Search code examples
pythonscikit-learncosine-similarity

Cosine similarity output different scipy vs sklearn


I'm sure I'm overlooking something but why are these outputs different?

scikit learn

from sklearn.metrics.pairwise import cosine_similarity
cosine_similarity([[3,5,1]],[[1,2,3]])

### output `array([[0.72280632]])`

scipy

from scipy.spatial.distance import cosine
cosine([3,5,1],[1,2,3])

### output 0.27719367767579906

Why aren't these the same? From my calculations, it doesn't seem that it's the difference between using the L1 or L2 norm in the denominator


Solution

  • The definitions for cosine distance that they use are different.

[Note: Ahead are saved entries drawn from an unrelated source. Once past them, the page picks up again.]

PR #5469, opened 2024-04-20
[LUA] Fix BLU physical magic displays misses as 0 dmg

ampitere:
**_I affirm:_**

Currently when BLU use physical based magic and it misses it will display as doing 0 damage to a mob. Instead we'll display that the magic had no effect on the target to better indicate that the spell missed.

1. !changejob 16 99
2. !addallspells
3. Set some physical spells in town
4. Use a physical BLU spell on a mob

### DIFF
--- a/scripts/globals/bluemagic.lua
+++ b/scripts/globals/bluemagic.lua
@@ -285,6 +285,10 @@ xi.spells.blue.usePhysicalSpell = function(caster, target, spell, params)
         hitsdone = hitsdone + 1
     end
 
+    if finaldmg <= 0 then
+        spell:setMsg(xi.msg.basic.MAGIC_NO_EFFECT)
+    end
+
     return xi.spells.blue.applySpellDamage(caster, target, spell, finaldmg, params, trickAttackTarget)
 end
 


scripts/globals/bluemagic.lua
```diff
@@ -285,6 +285,10 @@ xi.spells.blue.usePhysicalSpell = function(caster, target, spell, params)
         hitsdone = hitsdone + 1
     end
 
+    if finaldmg <= 0 then
```
WinterSolstice8, line 288: Too simple, stoneskin and phalanx can make stuff do 0 dmg without "no effect"

ampitere: Stoneskin and Phalanx modifiers are applied after this by applySpellDamage so if the value calculated here is 0 it will be sent to applySpellDamage as 0. When the spell successfully hits and does damage it will display a 0 damage message correctly since the spell damage was calculated higher than 0 but applySpellDamage then makes the Phalanx/Stoneskin adjustments.

I tested on a mob with Stoneskin and it did properly display both the no effect message as well as the 0 damage message. Please let me know if there's something I might be missing.

WinterSolstice8: great, that's all I needed to know

WinterSolstice8 (approved):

    The docstring for sklearn.metrics.pairwise.cosine_similarity says:

    Compute cosine similarity between samples in X and Y. Cosine similarity, or the cosine kernel, computes similarity as the normalized dot product of X and Y:

    $cosine(X, Y) = < X, Y > / (||X|| * ||Y||)$

    While scipy.spatial.distance.cosine says:

    The Cosine distance between X and Y, is defined as

    $cosine(X, Y) = 1 - < X, Y > / (||X|| * ||Y||)$.

    where $< X, Y >$ is the dot product between $X$ and $Y$ and $||X||$ is the L2 norm.

    (I changed the doc strings a little to use the same variable names and mathematical conventions for an easier comparison.)

    Basically, you have 1 - cosine_sklearn = cosine_scipy.